Choose Your Own Adventure - Adam from Opscode gave a wonderful presentation that was a great close to Velocity. You had to be there, but he's a great public speaker and everything is either a magic unicorn or it isn't. UPDATE: videos of this are now online!
DevOpsDay was a completely different yet still pretty similar experience. A bunch of us met up at LinkedIn on Friday morning to listen to a round of panels discuss DevOps ideas and culture. The entrance was somewhat sneaky.
All of the panels were full with great speakers, including ones that stood out as being great during their presentations at Velocity and some great people that didnt' speak at Velocity like Gene Kim (wrote first version of tripwire), Michael Stahnke (created EPEL), and Israel Gat.
"DevOps" is sort of like the new "Cloud". In 3 years companies may be asking "What should or DevOps strategy be?" which seems pretty funny now, but "The Cloud" was the same way several years ago. It's not a technology, but a culture and processes that revolve around people and technologies. Terms like DevOps and "The Cloud" are bad terms but they're nice because business people see them in magazines and online, so are more receptive when technical people bring things up. One of the panels was on DevOps culture outside of Web Oberations, and I hope to be able to take it's content to heart: DevOps is about removing team barries (Us vs Them) including those with Engineering and those with "them" being "the business". Everything needs to be "we" and companies that get this working correctly see 4x gains in efficiency and productivity.

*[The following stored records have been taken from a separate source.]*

PR #2471, opened 2024-11-26
fix: Removes UI blinking while loading the document

### LINKED ISSUE #2457: A brief flash of a screen before the document file is opened in "Cosmos DB for NoSQL" account
**OS:** Windows 10
**Build Version:** 20241120.1

**Repro Steps:**
1. Expand one "Cosmos DB for NoSQL" account -> Right click the "Documents" node and select "Create Document..." action.
2. Check whether the document file is opened directly or not.

**Expect:**
The document file is opened directly.

**Actual:**
A brief flash of a screen before the document file is opened.
Image

bk201-:
Fixes #2457


tnaum-ms (dismissed):
however, I'd probably go with something like `isReady` state and make it more general than just that `isInit` one that's very specific. With `isReady` you'd be able to cover more cases.

bk201-:
@tnaum-ms Agree, renamed

sevoku (approved):

tnaum-ms (approved):

Issue #2440, opened 2024-11-20
Remove hidden input under Monaco Editor


bk201-:
The new hidden input field was added under Monaco Editor component to fix the issue #2431. This input is visible for Narrator and impacts usability for a11y users. After fixing related issues this input must be deleted.

Related issues: microsoft/tabster#316 and microsoft/fluentui#31526

PR #2492, opened 2024-12-03
fix: Fixes tabster behavior around Monaco Editor

bk201-:
Fixes: #2440


tnaum-ms (changes requested):
The current version doesn't allow the use of `tab` when editing documents in the 'Document Editor'. I ran a test for both the NoSQL and the vCore editors. Please confirm whether this is intended.

bk201-:
@tnaum-ms Fixed, please check it again

tnaum-ms:
I have some bad news, on the first "tab"-press in the document editor, I see this:

image

I can't investigate more at the moment and wanted to let you know ASAP, that's why it's just a screenshot.

sevoku:
I tried the current PR build and can't reproduce the error @tnaum-ms, does it consistently reproduce for you?

The only problem I see is missing support for the "Tab Key Moves Focus" toggle (command: `editor.action.toggleTabFocusMode`). When enabled, Monaco should not accept the tab key and let the user leave the editor area. The state is also visible in the status bar:
image

tnaum-ms:
@sevoku @bk201- I wasn’t able to reproduce this bug anymore. Back then, it occurred after just a few steps, but now I’ve tried **everything**, and it no longer happens. Maybe one of the dependencies has been updated... hard to say for sure, but well... 🚀

tnaum-ms (approved):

Adam from Opscode, Theo from OmniTI, Luke from Puppet, and Eric from rPath were in a fantastic panel that ended up focusing much on the "sharing" aspects of the rising world of system automation. Puppet just launched Puppet Forge and Chef has their Cookbooks Library, but at some point configurations are going to be so specific to an enterprise that they'll need to be developed inside of the company. This panel had a lot of back and forth between the panelists, and a lot of audience interaction, with no real conclusion on how much things can truly be automated. Food and drinks at the end of the day with other "DevOps" people led to some great conversations about automation and scalability, and Saturday morning I flew back to Atlanta.
Based on conversations and presentations over the week, here are a few books that are worth checking out:
And lastly, some quotes and concepts to close out with:
"Hiring too many people to do things that should be automated gets you a "Meat Cloud". This is bad" (Adam Jacob?) - Focus should be on hiring people that can do the automation instead.
"us ops guys are like cicadas. Every 17 years we get to come out" - Velocity is the only real gathering like this, and each year it grealy increases in size. There was a similar sort of thing in the early years of computing, but for some time the sysadmin has been mostly forgotten.
"cloud security: Its always going to suck, but we'll always have jobs!"(Ward Spangenberg) - Running your code on someone elses infrastructure is always going to have risks, and smart people will always be needed to make sure everything is functional and secure.
"The limiting factor for any business is time it takes to restore from app data, code repo backup, and bare metal." (Theo Schlossnagle) Operationally, a business can only recover form disaster as quickly as the application data can be restored. If there are other things that make recovery time longer, they need to be fixed and optimized out so that the restoration of data is the only limiting factor.
"The purpose of QA is to ensure quality." (John Allswaw) - So why do business have QA departments? Shouldn't engineering and operations be responsible for ensuring quality? A lot of the big-name businesses (Facebook for example) don't have QA departments any more and it's working out alright.
That's it for the 2010 version, I'm looking forward to continuing to interact with all the people I met at Velocity and DevOpsDay, and next year should be even bigger and better.